DesktopSDR: A new free textbook about using the RTL-SDR with MATLAB

On the 26th of August a new technical text book titled “Software Defined Radio using MATLAB® & Simulink® and the RTL-SDR” is due to be released for free in eBook form and in print form for an as of yet unknown price on Amazon. The book is written by four members of the Department of Electronic and Electrical Engineering at the University of Strathclyde in Scotland. 

MATLAB is a technical computing language and software suite used commonly by professional and student scientists and engineers. It is similar to GNU Radio in terms of its digital signal processing (DSP) capabilities. Back in January 2014 the MATLAB team released an update which enabled the RTL-SDR to be used as an RF input device.

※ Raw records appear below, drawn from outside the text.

PR #489, opened 2024-03-28
Use `QueueHandler` for `Pipeline` logging

gabrielmbmb:
## Description

This PR updates the logging setup for the local `Pipeline` to use a `QueueHandler` and a `QueueListener` (a thread in the main process). With this setup, child processes send log messages using a `multiprocessing.Queue` and the `QueueHandler` to the `QueueListener`, which will be in charge of handling the log messages.

This change was mainly motivated to improve the logging messages in environments like Google Colab and IPython Notebooks, in which not all the logging messages (from the child processes) were being displayed.

image

### DIFF
--- a/src/distilabel/llm/base.py
+++ b/src/distilabel/llm/base.py
@@ -70,8 +70,8 @@ class LLM(RuntimeParametersMixin, BaseModel, _Serializable, ABC):
         per input in `inputs`."""
         pass
 
-    @cached_property
-    def generate_parameters(self) -> List[inspect.Parameter]:
+    @property
+    def generate_parameters(self) -> List["inspect.Parameter"]:
         """Returns the parameters of the `generate` method.
 
         Returns:
--- a/src/distilabel/llm/base.py
+++ b/src/distilabel/llm/base.py
@@ -27,7 +27,6 @@ from distilabel.mixins.runtime_parameters import (
     RuntimeParametersMixin,
 )
 from distilabel.utils.docstring import parse_google_docstring
-from distilabel.utils.logging import get_logger
 from distilabel.utils.serialization import _Serializable
 
 if TYPE_CHECKING:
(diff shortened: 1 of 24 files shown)


src/distilabel/llm/base.py
```diff
@@ -72,8 +70,8 @@ def generate(
         per input in `inputs`."""
         pass
 
-    @cached_property
-    def generate_parameters(self) -> List[inspect.Parameter]:
+    @property
```
alvarobartt, line 73: Then the `from functools import cached_property` can be removed too, right?

src/distilabel/steps/task/generate_embeddings.py
```diff
@@ -45,6 +45,8 @@ class GenerateEmbeddings(Step):
     llm: LLM
 
     def load(self) -> None:
+        """Loads the `LLM` used to generate the embeddings."""
+        super().load()
```
alvarobartt, line 49: If all the steps inheriting from `Step` need to actually call the `super().load()` isn't it better if we just add it as a separate method that runs within the `post_init`? i.e. `model_post_init` on `_Step`?

alvarobartt (approved):

src/distilabel/steps/task/generate_embeddings.py
gabrielmbmb: Sadly we can't do that :( We need to create the logger after having called `setup_logging` in each process.

src/distilabel/llm/base.py
gabrielmbmb: yes! BTW I removed it because in some environments `pickle` was not able to serialize it.

src/distilabel/steps/task/generate_embeddings.py
alvarobartt: Can we then just do `step.load()` and then `step.setup_logging`? But to manage that within the `Pipeline` instead of having to always add that as part of the `load` method :/

PR #494, opened 2024-04-01
Draw Pipeline DAG using graphviz

plaguss:
## Description

This PR adds a mixin class to draw the `DAG` of the pipelines.

Also, it includes `RenameColumns` step as it is useful enough as to keep it as a module.

An example for the following pipeline:

```python
from distilabel.steps.generators.huggingface import LoadHubDataset
from distilabel.steps.combine import CombineColumns
from distilabel.steps.rename import RenameColumns
from distilabel.steps.task.evol_instruct.base import EvolInstruct
from distilabel.llm.huggingface.inference_endpoints import InferenceEndpointsLLM
from distilabel.steps.task.pair_rm import PairRM


if __name__ == "__main__":
    with Pipeline(name="PairRM pipe") as pipeline:
        load_hub_dataset = LoadHubDataset(name="load_dataset", batch_size=8)
        rename_columns = RenameColumns(
            name="rename_columns",
            rename_mappings={"prompt": "instruction"},
            input_batch_size=12,
        )
        evol_instruction_complexity_1 = EvolInstruct(
            name="evol_complexity_openai",
            llm=OpenAILLM(model="gpt-3.5-turbo"),
            num_evolutions=5,
            store_evolutions=True,
            generate_answers=True,
            include_original_instruction=True,
        )
        evol_instruction_complexity_2 = EvolInstruct(
            name="evol_complexity_huggingface",
            llm=InferenceEndpointsLLM(model_id="mistralai/Mixtral-8x7B-Instruct-v0.1"),
            num_evolutions=5,
            store_evolutions=True,
            generate_answers=True,
            include_original_instruction=True,
        )
    
        load_hub_dataset.connect(rename_columns)
        rename_columns.connect(evol_instruction_complexity_1)
        rename_columns.connect(evol_instruction_complexity_2)

        # Will combine the outputs from the different LLMs (the candidates to rank)
        combine_columns = CombineColumns(
            name="combine_columns",
            columns=["response"],
            output_columns=["candidates"],
        )
        
        evol_instruction_complexity_1.connect(combine_columns)
        evol_instruction_complexity_2.connect(combine_columns)

        # Prepares the column names to the name expected from `PairRM`
        rename_for_pairrm = RenameColumns(
            name="rename_for_pairrm",
            input_batch_size=12,
        )
        combine_columns.connect(rename_for_pairrm)

        ranker = PairRM(name="pair_rm_ranker")
        rename_for_pairrm.connect(ranker)

    pipeline.render(view=True)
```

Can be seen at the following figure:
PairRM_pipe

There are certain "style" decisions that can be discussed if we want to include this:
- Currently it uses a different (random) color depending on the type of step (`GeneratorStep`, `GlobalStep`, `Task` or plain `Step`).
- Certain number of arguments are removed to simplify visualization of the nodes (steps) in the figure.
- Arguments are capped to 30 characters to keep the nodes relatively small.
- The figure could be optionally included when we push a `Distiset` to the hub, so it can be shown in the dataset card.
- The figure is saved in the same cache directory by default.

### DIFF
--- a/src/distilabel/pipeline/base.py
+++ b/src/distilabel/pipeline/base.py
@@ -34,6 +34,7 @@ import pyarrow.parquet as pq
 from typing_extensions import Self
 
 from distilabel import __version__
+from distilabel.mixins.graph_viz import GraphvizMixin
 from distilabel.pipeline._dag import DAG
 from distilabel.utils.files import list_files_in_dir
 from distilabel.utils.serialization import TYPE_INFO_KEY, _Serializable
@@ -85,7 +86,7 @@ class _GlobalPipelineManager:
         return cls._context_global_pipeline
 
 
-class BasePipeline(_Serializable):
+class BasePipeline(GraphvizMixin, _Serializable):
     """Base class for a `distilabel` pipeline.
 
     Attributes:
--- a/.github/workflows/test.yml
+++ b/.github/workflows/test.yml
@@ -45,9 +45,9 @@ jobs:
           python_version=$(python -c "import sys; print(sys.version_info[:2])")
 
           if [ "${python_version}" != "(3, 8)" ]; then
-            pip install -e .[dev,tests,hf-transformers,hf-inference-endpoints,vertexai,ollama,openai,together,argilla,mistralai,llama-cpp,anthropic,litellm]
+            pip install -e .[dev,tests,hf-transformers,hf-inference-endpoints,vertexai,ollama,openai,together,argilla,mistralai,llama-cpp,anthropic,litellm,graphviz]
           else
-            pip install -e .[dev,tests,hf-transformers,hf-inference-endpoints,vertexai,ollama,openai,together,argilla,llama-cpp,anthropic,litellm]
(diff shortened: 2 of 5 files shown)


src/distilabel/pipeline/base.py
```diff
@@ -34,6 +34,7 @@
 from typing_extensions import Self
 
 from distilabel import __version__
+from distilabel.mixins.graph_viz import GraphvizMixin
```
alvarobartt, line 37: Even though `graphviz` has been defined as optional, when importing it here we make it mandatory and the user will need to install it even if not planning to use it, so maybe then we can make the dependency mandatory? Otherwise we can just define a function to do so instead of a `MixIn`?

alvarobartt (commented):
Looks good! Just one minor comment regarding the dependency 👍🏻

src/distilabel/pipeline/base.py
plaguss: Totally! Will take a look, maybe it's better to avoid adding the dependency, so it can be kept in a function for simplicity.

The text book’s blurb reads:

The availability of the RTL-SDR device for less than $20 brings software defined radio (SDR) to the home and work desktops of EE students, professional engineers and the maker community. The RTL-SDR can be used to acquire and sample RF (radio frequency) signals transmitted in the frequency range 25MHz to 1.75GHz, and the MATLAB and Simulink environment can be used to develop receivers using first principles DSP (digital signal processing) algorithms. Signals that the RTL-SDR hardware can receive include: FM radio, UHF band signals, ISM signals, GSM, 3G and LTE mobile radio, GPS and satellite signals, and any that the reader can (legally) transmit of course! In this book we introduce readers to SDR methods by viewing and analysing downconverted RF signals in the time and frequency domains, and then provide extensive DSP enabled SDR design exercises which the reader can learn from. The hands-on SDR design examples begin with simple AM and FM receivers, and move on to the more challenging aspects of PHY layer DSP, where receive fi lter chains, real-time channelisers, and advanced concepts such as carrier synchronisers, digital PLL designs and QPSK timing and phase synchronisers are implemented. In the book we will also show how the RTL-SDR can be used with SDR transmitters to develop complete communication systems, capable of transmitting payloads such as simple text strings, images and audio across the lab desktop.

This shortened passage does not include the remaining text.